Don't use Greylisting.

When postgrey https://postgrey.schweikert.ch/ started out in 2004, it probably happened with all good intentions: Legit mail comes from legit Postfix (or Sendmail, Exim, Exchange, ...) instances, retrying mail delivery upon encountering a 450 tempfail error, while most bad mail originated from scriptkiddies' tools with mediocre knowledge of the inner workings of SMTP and the Internet itself.

Postgrey has its ups and downs, and back in the days with only a fraction of today's mail volume, it really helped to stop many spam messages right in their tracks.

Fast forward to the 2020s. Spambot authors have become more sophisticated. They use hacked accounts at GMail and Microsoft's derivatives of Hotmail, whitelisted by many on domain level. They create spam using real other people's real signatures. They go as far as using your own company's signatures, sucked off a hacked correspondent's mailbox, to pretend they are a workmate of yours. They still use zombie boxes to send mail. Not just the ones in badly administered offices or backlots. While that's for n00bs, pros prefer neglected VPSs or dedicated servers with direct public IPs and valid Reverse DNS entries, running a real MTA. So what does a real Mail Transfer Agent like Postfix or Exchange do when it sees a 450? It will retry.

Postgrey won't stop that kind of spam no more.

So here we are, and Postgrey causes more trouble than it cures:

  • Postgrey delays legit mail. Delays are frustrating in a realtime world, expecting you to confirm one-time confirmation codes immediately—there goes your Skype registration. Increasing use of cloud-based load balancers (fortune500company.protection.outlook.com anyone?) defeats Postgrey's IP tuple machanism ("Lookup by subnet"—well, not quite anymore).
  • Postgrey destroys legit mail. Vacation responses and authcode/verification messages, such as used by banks such as Deutsche Bank and other organizations with elevated security needs, are single shot e-mails. They won't be re-sent upon encountering 450. Sieve autoresponder messages do the same to counter bounce loops, there goes your vacation notice. Banks do so to counter potential fraud.
  • Postgrey has become just another pain on the sending and receiving end, due to the above.

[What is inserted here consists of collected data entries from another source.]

PR #1930, opened 2024-01-02
run tests 40x

faddat:
This PR should (please) never be merged.

While I was working on the linting I hit a lot of test failures that I simply couldn't explain, which could be solved by stuff like changing godoc.  So This PR will run the tests 40 times so that we can know which are flaky.

I will continue to run it until unique failures stop happening.

I suspect it is the only way.

😬 - I just realized that if we want to really be sure, we should add a job like this as default, until the issues disappear.  

The tests need to run a million times the same way.

Right now we cannot achieve 40.

NOTE: this is not a personal attack it is a bug report.

NOTE2: every green check mark on this repo is just luck

---

#### PR checklist

- [ ] Tests written/updated


faddat:
But just to make sure it is understood this isn't some kind of personal attack let's try v0.37.x which is used widely in production.

Shall it pass?

faddat:
Marko gave reallly sage feedback on this approach -- I should have been doing this against master, so I'll give that a go now.

Anyone know how to capture stats?

I think we can solve these issues.

faddat:
Note: since this PR had lots of changes (which I'd love to see merged, except for 40xing the tests) -- here's a PR that is just against master which shows the same failures. 

https://github.com/cometbft/cometbft/actions/runs/7389641484/job/20102926059?pr=1950

melekes:
Closing due to inactivity. Please re-open if needed.

PR #1936, opened 2024-01-02
40x for the 37 series

faddat:
Please do not merge this.  It is for finding flaky tests and the like.

This is a self-documenting test that will leave permanent evidence in CI logs of the state of the 37 series.


melekes:
We've got what we wanted, so closing.

Issue #1915, opened 2024-01-01
TestListenerTimeoutReadWrite is flaky


faddat:
## Bug Report

TestListenerTimeoutReadWrite is flaky

### Setup

I just used CI

### Config

CI

### What happened?

With no code changes other than a godoc, TestListenerTimeoutReadWrite decided to fail

### What did you expect to happen?

I expected no tests to fail other than those that failed in the previous commit

### How to reproduce it

Just work on comet

### logs
<img width="527" alt="Screenshot 2024-01-02 at 3 12 09 AM" src="https://github.com/cometbft/cometbft/assets/7142025/fb2803af-985d-428e-9a4c-6e522ebce95c">

* https://github.com/cometbft/cometbft/pull/1907/commits/9f5f93cb5c3cd9badf695dd520ff2bad7997a048

Another one:

* https://github.com/cometbft/cometbft/actions/runs/7379907607/job/20076706226

But then I added a godoc, and another test failed!

TestListenerTimeoutReadWrite

There were no code changes other than the godoc.  Godoc should not affect test success or failure.  The situation with flaky tests is robbing us of a source of truth for comet.

### Anything else we need to know

Making CI reliable provides a source of truth as to the state of the code and eliminates "works on my machine" problems.  If we wish to improve the reliability of comet, we need to determine why these tests are flaky, and fix it.

faddat:
note to self: TestByzantinePrevoteEquivocation could be too

faddat:
fixed in #1954

PR #1947, opened 2024-01-02
fix TestListenerTimeoutReadWrite

faddat:
This is a fix to a frequently seen test failure, TestListenerTimeoutReadWrite.

Please evaluate it carefully, as I do wish to preserve the rigor of the original test and in this case I have not gone deeply through the underlying code.

closes: #1915

---

#### PR checklist

- [x] Tests written/updated


privval/socket_listeners_test.go
```diff
@@ -97,19 +97,18 @@ func TestListenerTimeoutAccept(t *testing.T) {
 
 func TestListenerTimeoutReadWrite(t *testing.T) {
 	const (
-		// This needs to be long enough s.t. the Accept will definitely succeed:
```
melekes, line 100: I find these comments helpful. Would you mind putting them back?

melekes (commented):
Thanks @faddat ❤️ one minor comment

privval/socket_listeners_test.go
faddat: I don't mind at all :)

faddat:
its good to go

privval/socket_listeners_test.go
melekes: Maybe you forgot to push the changes?

faddat: I was hesitant to touch the repo at all:

https://github.com/cometbft/cometbft/discussions/1424

privval/socket_listeners_test.go
```diff
@@ -104,33 +104,39 @@ func TestListenerTimeoutReadWrite(t *testing.T) {
 		// Note: this controls how long this test actually runs.
 		timeoutReadWrite = 10 * time.Millisecond
 	)
-	for _, tc := range listenerTestCases(t, timeoutAccept, timeoutReadWrite) {
-		go func(dialer SocketDialer) {
-			_, err := dialer()
+
+	for i := 0; i < 100; i++ {
```
melekes, line 108: Do we need to repeat 100 times?

faddat: image


(and I checked and it costs a few seconds)

melekes: But the same could be said about all tests. Does that mean we have to repeat them 100 times too?

faddat: I suppose your POV is also accurate.

It passes 100 rounds well.

melekes (approved):
👍

Issue #1917, opened 2024-01-01
consensus: TestByzantinePrevoteEquivocation is flaky


faddat:
## Bug Report

TestByzantinePrevoteEquivocation is flaky

### Setup

CI

### Config

CI

### What happened?

Sometimes TestByzantinePrevoteEquivocation works.  Sometimes TestByzantinePrevoteEquivocation does not work. 

In flaky test cases we don't know if it is the code or the test, by the way.  This means that ByzantinePrevoteEquivocation could be malfunctioning.

### What did you expect to happen?

I expect tests to work consistently.

### How to reproduce it

Work on Comet

### Logs

Fail Log
* https://github.com/cometbft/cometbft/actions/runs/7379656614/job/20076181734?pr=1907

Looking at the surrounding commits in:

#1907 it is quite clear no relevant changes were made.

Magic Success 1 commit later with no relevant code changes:
* https://github.com/cometbft/cometbft/actions/runs/7379829117/job/20076535412?pr=1907

### Anything else we need to know

While we call these flaky tests, the name doesn't do reality justice.  They're ambiguity as to weather or not one function or another actually works as designed, and they greatly slow development on comet, while making it more expensive.

cason:
After investigating the logs of tests that have failed, I am starting to suspect that in some runs validators _do not receive_ the conflicting votes from height 2. I am sure, from these logs, that validators don't add conflicting votes and don't produce the associated evidence of misbehavior.

I can think on some reasons for the above mentioned behavior:
 - A node receives the conflicting Prevote of height 2 when it already moved to the next height
 - A node does not send one of the conflicting Prevote messages to a peer (we need that, since the Byzantine node splits the network with two conflicting Prevotes) because it realized that that peer does not need it anymore (e.g., it moved to the Precommit round step)
 - A node does not send one of the conflicting Prevote messages to a peer essentially because by randomly picking Prevote messages to send to that peer, it happens it never peak the vote in question before the two cases above are observed.
 
In the failed test case I have found, only one of the 3 correct validators receive both Prevotes. Unfortunately some log messages are not indexed by the node who produces them, but following the second Receive (the one that would be the equivocation), there are messages referring to committing a block. Since the Receive log entry is produced by the reactor, its is always possible that the vote was received (network level), but ignored at consensus level.

faddat:
@cason this sounds to me like the scary place where p2p meets consensus.

cason:
[...]

PR #1948, opened 2024-01-02
fix TestByzantinePrevoteEquivocation

faddat:
This PR adds additional logging to TestByzantinePrevoteEquivocation and ensures that when it fails it gives a clearer picture as to why.  Please check it carefully, but in this case, I am confident in these changes as both safe and effective.

closes: #1917

---

#### PR checklist

- [x] Tests written/updated


internal/consensus/byzantine_test.go
```diff
@@ -286,7 +288,8 @@ func TestByzantinePrevoteEquivocation(t *testing.T) {
 				assert.Equal(t, prevoteHeight, ev.Height())
 			}
 		}
-	case <-time.After(20 * time.Second):
+	case <-time.After(timeout):
+		t.Logf("Evidence from each validator: %v", evidenceFromEachValidator) // Log evidence
```
melekes, line 292: Have you seen `evidenceFromEachValidator` containing anything other than `[<nil> <nil> <nil> <nil>]` in case of failure?

internal/consensus/byzantine_test.go
```diff
@@ -276,6 +276,8 @@ func TestByzantinePrevoteEquivocation(t *testing.T) {
 	pubkey, err := bcs.privValidator.GetPubKey()
 	require.NoError(t, err)
 
+	const timeout = 30 * time.Second // Increase timeout to 30 seconds
```
melekes, line 279: Does this reduce the frequency of test failures?

faddat: yes, I think there was a performance aspect to it

internal/consensus/byzantine_test.go
faddat: no, this is all I've seen.

faddat:
my understanding is that evidence submission is really slow and could…
… even be a halt vector. So, I propose like:

* for now we bump the timeout to 35s, but we shouldn't go higher
* we open an issue to see if we can make evidence submission faster

cason:
I think the relevant information to log here is how many heights were executed (blocks committed) without the evidence being committed. In this case, the wait clause should refer to the number of heights executed, not to an arbitrary amount of time.

internal/consensus/byzantine_test.go
cason: This indicates that, after that time, no evidence was committed to a block. It is pretty unlikely (although possible) that some nodes have seen that block, while others don't. In this case the output will contain non-nil values.

faddat:
Love this.  I am going to give it a poke.

faddat:
@cason @melekes -- I have decided to try two things:

1) raise the time to 180s and run 40x (just to see)
2) add logging for # of blocks past.  

Thanks to you both for your help.

faddat:
.....opinion: this test is enormous. 

That is why it is failing.

faddat:
closing in favor of #1954

Issue #1932, opened 2024-01-02
TestMempoolProgressInHigherRound is flaky


faddat:
## Bug Report

TestMempoolProgressInHigherRound is flaky

### Setup

CI

### Config

CI

### What happened?

https://github.com/cometbft/cometbft/actions/runs/7387307772/job/20095751485?pr=1930

### What did you expect to happen?

More failures than actually occured

### How to reproduce it

run the tests 40 times.  On every in-prod release version. 

### Logs

https://github.com/cometbft/cometbft/actions/runs/7387307772/job/20095751485?pr=1930

### `dump_consensus_state` output

N/A

### Anything else we need to know

If we do this rigorously, we can eliminate the test failures or the underlying bugs

Issue #1923, opened 2024-01-02
Multiple flaky tests


faddat:
## Bug Report

https://github.com/cometbft/cometbft/actions/runs/7384251905/job/20086817549?pr=1907

### Setup

CI

### Config

CI

### What happened?

made changes that should not cause these failures

### What did you expect to happen?

consistency

### How to reproduce it

work on comet

faddat:
I've begun to submit fixes to the flaky tests.  I would like to urge the maintainers to check the fixes extremely harshly, such that none of the fixes endangers the purpose of any of the tests.

faddat:
I think I figured out `TestReader`

```log
--- FAIL: TestReader (0.44s)
    io_test.go:94: r.Status(1)
        expected: {2024-01-19 18:27:55.48 +0000 UTC 10 1 100 100 100 100 0 100ms 0s 0s 0.000% true}
        got     : {2024-01-19 18:27:55.48 +0000 UTC 10 1 100 100 100 100 0 100ms 20ms 0s 0.000% true}
FAIL
```

So basically, we're expecting that to do.... something in 0s but it takes 20ms.  Also, I kinda think we can tolerate the 20ms.

https://github.com/cometbft/cometbft/blob/d766d20c0609e3018e26f30aadf91bd322f8cad9/internal/flowrate/io_test.go#L82-L83

PR #1953, opened 2024-01-02
fix: make TestMempoolProgressInHigherRound less flaky

faddat:
This PR should make TestMempoolProgressInHigherRound less flaky and a teensy big more rigorous. 

The critical change is the order of the steps in the test itself, which does seem to make the test more reliable.

If the order should not have changed then we should probably just close this PR and try to find another way to make the test more reliable.

closes: #1932 

found in: #1954 

---

#### PR checklist

- [x] Tests written/updated


internal/consensus/mempool_test.go
```diff
@@ -70,41 +70,58 @@ func TestMempoolProgressAfterCreateEmptyBlocksInterval(t *testing.T) {
...
+
+	// Subscribe to events
 	newBlockCh := subscribe(cs.eventBus, types.EventQueryNewBlock)
 	newRoundCh := subscribe(cs.eventBus, types.EventQueryNewRound)
 	timeoutCh := subscribe(cs.eventBus, types.EventQueryTimeoutPropose)
+
+	// Set proposal function
 	cs.setProposal = func(proposal *types.Proposal) error {
 		if cs.Height == 2 && cs.Round == 0 {
-			// dont set the proposal in round 0 so we timeout and
```
melekes, line 86: why this was removed?

melekes (commented):
Thanks @faddat ❤️ Unsure how changing/adding comments fixes the test's flackiness though. Could you please explain?

internal/consensus/mempool_test.go
faddat: no good reason and hapy to restore it

faddat: it's back

faddat:
wrangling.... will mark this as draft.

faddat:
That's right draft is a good way for this one.

privval/socket_listeners_test.go
cason, line 1: Are these changes somehow related with the mempool test?

internal/consensus/mempool_test.go
```diff
@@ -90,21 +100,30 @@ func TestMempoolProgressInHigherRound(t *testing.T) {
 		}
 		return cs.defaultSetProposal(proposal)
 	}
+
+	// Start test round
+	height, round := cs.Height, cs.Round
```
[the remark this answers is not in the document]
cason: Don't see why. Height is always 1, round is always 0.

internal/consensus/mempool_test.go
```diff
@@ -90,21 +100,30 @@ func TestMempoolProgressInHigherRound(t *testing.T) {
...
 	startTestRound(cs, height, round)
 
-	ensureNewRound(newRoundCh, height, round) // first round at first height
-	ensureNewEventOnChannel(newBlockCh)       // first block gets committed
+	// Ensure new round at first height and block commit
+	ensureNewRound(newRoundCh, height, round)
```
cason, line 109: The problem here is that the new round event takes more than 200ms?

faddat: These are both good questions that I had missed. I will review this tomorrow and thank you for your review

faddat:
@cason I think we should defer further review here until https://github.com/cometbft/cometbft/pull/2021

is merged.

faddat:
@cason please see #1923 

I just added some commentary about another time-related test issue and I'm not sure how to handle these safely in all cases.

👉🏻 Don't. Do. Greylisting.

Use rspamd https://rspamd.com/ instead: A lightning fast spam classifier, started many years ago at rambler.ru, evolved, open-sourced, matured, and still actively maintained (unlike the rather abandoned Perl hellhole d/b/a spamassassin).

Let everything through and filter out the most obvious junk (above a certain threshold) on a global level via sieve, redirecting it to a dedicated spamhole mailbox. Or just delete it.

While the dedicated junk mailbox approach does mean a little more tender loving care in itself (and so on a daily or weekly schedule, your milage may vary), I believe it is the way to go.